Olympic Stadium di Montreal, luglio 1977. I Pink Floyd si esibiscono di fronte a ottantamila persone in delirio. Il pubblico canta, urla, beve. Roger Waters è stanco, spossato da mesi di tour.
Un ragazzino in prima fila attira la sua attenzione, lo infastidisce mentre suona, è rumoroso, seccante. Il bassista perde la testa. Lo chiama, lo fa avvicinare e gli sputa dritto in faccia. Subito dopo si rende conto della gravità del suo gesto, si sente “un fascista”, pensa di essere pazzo.
Capisce che lui, il frontman di una delle band più amate del pianeta, ha eretto un muro tra sé e il mondo, tra sé e chi gli sta vicino, tra sé e il pubblico.
Questa è la genesi di The Wall, doppio album dei Pink Floyd pubblicato il 30 novembre di trentacinque anni fa. Una pietra miliare della storia della musica che insieme a The Dark Side of the Moon è considerato uno dei dischi simbolo della band inglese.

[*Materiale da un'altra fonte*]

PR #499, opened 2017-01-14
only highlight logged in user on coach page (fixes #498)

### LINKED ISSUE #498: coaches page thinks everyone is me!
If you go to the coaches index page, behaviour is a bit odd. All users are highlighted (background is yellow), and the text beside them says: "it's you". Strange thing is, I'm not logged in. 

Ideally, this behaviour should only happen for the logged in user, not everyone. See screenshot for clarification.

screen shot 2017-01-14 at 11 28 58

update: it seems as though this only happens when the redesign params are there.

berlintam:
@katrin-k I'm not sure if you already noticed/fixed this. if so, feel free to delete this PR. If not, feel free to merge (provided you're happy with this & it makes sense). 

Lemmie know if you have any questions/concerns.

### DIFF
--- a/app/views/coaches/index.html+redesign.haml
+++ b/app/views/coaches/index.html+redesign.haml
@@ -23,7 +23,7 @@
     %hr
     %ul.list-group
       - @coaches.each do |coach|
-        %li{class: "list-group-item #{'list-group-item-warning' if logged_in?(current_person)}"}
+        %li{class: "list-group-item #{'list-group-item-warning' if logged_in?(coach)}"}
           .list-group-item-pic
             = person_avatar(coach)
           .list-group-item-info
@@ -31,7 +31,7 @@
               = profile_link(coach)
             - if logged_in?(current_person) && coach_location?(coach)
               %p #{coach.city}, #{coach.country_name}
-          - if logged_in?(current_person)
+          - if logged_in?(coach)
             .list-group-item-person
               It's you
 


PragTob:
Oh, wait I approved and it's all good - but especially for regressions I feel writing a test covering this so that it doesn't reoccur is super important. So if someone wants to tackle that, I'd be super :tada:

berlintam:
@PragTob you mean a feature spec for this page? or what part specifically?

While I was fixing this I noticed that we have no specs for the people_helper, so I'm in the process of doing that now. Is that what you mean?

PragTob:
Whatever spec could have caught that bug :)

The way it is implemented right now, only a feature spec for this spec could have caught it imo. So that'd be the rout to go. However, one could decide that this would be slightly overkill - and extract it into a helper method... but then again that probably wouldn't have called it as it was more of a thing of passing the wrong parameter rather than a business logic error in the method.

berlintam:
I totes agree. 

But.... 😄  This was on the re-design page, & I'm not sure how we are going forward with specs for this. Ideally I would write a feature spec for visiting the page after agreeing to coach at workshops & making sure my name is there & that it's me etc... But from what I can see, all feature specs are testing non redesign pages. We should probably handle this somehow......

PragTob:
Argh you're right... then.. ermm.. I dunno. Ideally the redesign wouldn't have new features so we could spec against the old page and it would still work with the new page? That's wishful thinking though... maybe we could run it against the redesign and once we make it the main just remove the flag? Or we create an issue to write the spec once the redesign is main... dunno :o

berlintam:
I dunno either. Maybe we can take a vote on Tuesday/come up with a super cool idea that handles all possible edge cases & simultaneously supplies us all with chocolate and 🍰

Tanto amato, quanto criticato. Alcuni lo ritengono una delle migliori opere del quartetto, altri lo vivono come un tradimento, un voltare le spalle alla sperimentazione per piegarsi a un suono più commerciale e “orecchiabile”. La verità è che a più di tre decadi di distanza, risulta quasi impossibile ignorare la grandezza di un lavoro così, dove parole e musica si fondono alla perfezione per raccontare una vita fatta di solitudine, paranoia, droghe, insofferenza sociale, demoni privati e pubblici.

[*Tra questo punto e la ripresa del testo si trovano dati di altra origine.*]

PR #500, opened 2017-01-15
refactor & test people helper methods

berlintam:
I was looking thru the people_helper, & noticed we are using both `person_signed_in?` and `logged_in?(person)` . They both looked like the same method to me, & after some digging, I saw that `person_signed_in?` comes from [devise](https://github.com/plataformatec/devise/blob/88724e10adaf9ffd1d8dbfbaadda2b9d40de756a/lib/devise/controllers/helpers.rb#L52). 

We were also using the two methods interchangeably, we were calling `logged_in?(current_person)` and also `person_signed_in?`, when they both (I believe) return the same thing. 

So I figured I'd get rid of `person_signed_in?` and just use our own method instead (`logged_in?`). It's also a bit more dynamic, as it can compare two people (ex: is the current person this other person I'm looking at? If so, I can edit their page) by passing in an argument, or without an argument, it just returns true or false if the current_person is logged in (default arguments ftw!)

Along the way, I also noticed we were missing a chunk of specs, so I added those. Oh, and I renamed the `coach_location?` method because non-coaches should in theory also be able to have locations. 

review/opinions appreciated :)


app/helpers/people_helper.rb
```diff
@@ -1,32 +1,31 @@
 module PeopleHelper
-  def logged_in?(person)
-    current_person && current_person == person
+  def logged_in?(person = current_person)
```
sareg0: why are you passing are you making the default `person = current person`? I'm just curious

sareg0: Oh I see!! Unless we pass someone else other than `current_person` in, we'll always just check the current person.  I understood by looking at the view.

app/views/pages/welcome.html.haml
```diff
@@ -93,7 +93,7 @@
                   = markdown(":cake:")
 
           = link_to "Go To Groups!", groups_path, class: 'btn btn-custom'
-          
+
```
sareg0: it looks like there are a few empty lines at the end of this file for no reason. Could I trouble you to remove them, just to aid in cleanup?

spec/helpers/people_helper_spec.rb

The Wall parla della storia di Pink, personaggio fittizio dietro il quale Waters racconta le sue psicosi e i suoi dolori: la morte in guerra del padre (Goodbye Blue Sky), il rapporto soffocante con una madre iperprotettiva (Mother), l’educazione autoritaria e reazionaria ricevuta a scuola (Another brick in the wall), l’insensibilità nei confronti delle sofferenze che la vita gli ha inflitto (Comfortably Numb).
Non a caso l’album viene definito concept, perché ogni canzone, pur rimanendo un unicum, si fonde con la precedente e con la successiva, rappresentando un mattone di quel muro che il protagonista costruisce per isolarsi dal mondo.

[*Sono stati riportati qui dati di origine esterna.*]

PR #501, opened 2017-01-15
allow users to sign up again

berlintam:
looks like our current sign up behaviour is broken. A user is required to provide us with a first name when signing up, but our form only asks for an email & password. So try as you might, you can't sign up!
https://rorganize.it/people/sign_up

This fixes it. We also didn't have a spec for signing up, so it's understandable that this slipped through the cracks.


PragTob:
Also: :scream: 

Anyone deploycorning?

PR #551, opened 2017-05-31
Update to Ruby 2.4; Rails 4.2.8 - fixes #549

### LINKED ISSUE #549: Deployment not working
Pushing to production master does not seem to kick off deployment at the moment.

vsmart:
This should fix https://github.com/rubycorns/rorganize.it/issues/549 !


til:
Thanks for fixing this!

:+1: - can you merge and deploy?

I think sometime later we could get rid of the exact version declaration
in the Gemfile again (ie, not setting it to exactly "4.2.8"). In my
opinion the fewer exact version specifications there are in the Gemfile
the better, they are all locked in the Gemfile.lock anyway. Many
projects seem to do it differently, but I have never understood why.

Also another thing for later (feel free to do that if you want), we
should also specify the ruby version in the Gemfile:
https://bundler.io/v1.15/gemfile_ruby.html

vsmart:
@til I can merge, someone else needs to deploy though :) (I don't have uberspace access)

lislis:
sweet, I'll deploy right now
woooorkin hard

PR #555, opened 2017-06-06
Add autostart script to git

lislis:


til:
👍 

if someone else wants to deploy: please do, but make sure that the currently not checked in `config/autostart` on production is not in the way, maybe by removing it manually before doing the deploy.

lislis:
I deleted the `config/autostart` form uberspace and push current master.
After a few moments of downtime we app restarted. 
Seems to work. YAY
working

vsmart:
cat yay

til:
Yaaaaay, well done! 🚀

PR #560, opened 2017-08-14
Updated CSS to fix regression in top bar

m-gb:
I removed the display:block in the profile-header CSS class.
The avatar and user name are now aligned.


app/assets/stylesheets/custom/_layout.scss
```diff
@@ -150,10 +150,7 @@ nav.navbar {
     align-self: center;
   }
   &.person-profile {
-    display: none;
-    @media (min-width: $mq-large) {
-      display: block;
```
lislis: The easiest would be to just change this line to `display: flex`

m-gb:
Thank you for responding, I didn't know that was the expected behavior.
I updated the pr, let me know if it's ok.

til:
Great, thanks! Yes, this way is the right one, the navbar looks good now.

I reverted the change to the `.ruby-version` file and squashed the commits into one, which is the reason why your commit is now in master: https://github.com/rubycorns/rorganize.it/commit/09dfa2434ccc00e6af3d1e58fa50c1371c868047 even though I'm just closing this PR now without merging.

Also it's deployed live: https://rorganize.it/

lislis:
yaaay

PR #561, opened 2017-08-15
Setup error reporting 363

sareg0:
This is a basic first implementation for the exception notifier. I'm not sure what else we would want to receive notifications on apart from exceptions. Contribution and review on this PR is welcome and encouraged 🙏 Many thanks in advance for your thoughful feedback.


lislis:
As reference and help, I used the same gem here https://github.com/rubymonsters/slam-alphas/pull/198/  @sareg0

til:
And another hint: the exception_notification now supports error grouping to limit the number of mails received in case of an error: https://github.com/smartinez87/exception_notification#error-grouping

It needs to be explicitly turned on, and definitely should be.

config/environments/development.rb
```diff
@@ -28,6 +28,12 @@
...
 
-  config.action_mailer.delivery_method = :test
-
+  config.action_mailer.delivery_method = :letter_opener
+
+  config.middleware.use ExceptionNotification::Rack,
+    email: {
+      email_prefix: "[ERROR] ",
+      sender_address: %{"Rubycorns" <roar@rorganize.it>},
+      exception_recipients: %w[regan.sara@gmail.com]
```
PragTob: maybe change me or remove me? :)

lislis:
party

PR #564, opened 2017-09-16
Move students list up to proper position under students list.

ZackTaylor:
Move students list to proper place in the groups#show view.


lislis:
thumbs up
Thank you!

Un muro che alla fine viene abbattuto, simboleggiando una rinascita difficile da ottenere, ma rigenerante (Outside the wall). 26 brani che ci mostrano un’esistenza tormenta che raggiunge una nuova dimensione, una nuova consapevolezza acquisita dopo il crollo di ogni barriera: “Da soli o a due a due, Quelli che davvero ti amano, Vanno e vengono al di là del muro, Alcuni mano nella mano, Altri riuniti in gruppi, Quelli sensibili e gli artisti, Cercano di abbatterlo, E quando ti avranno dato il meglio di loro, Qualcuno barcollerà e cadrà, Dopotutto non è facile, Picchiare il cuore contro il muro di un folle”.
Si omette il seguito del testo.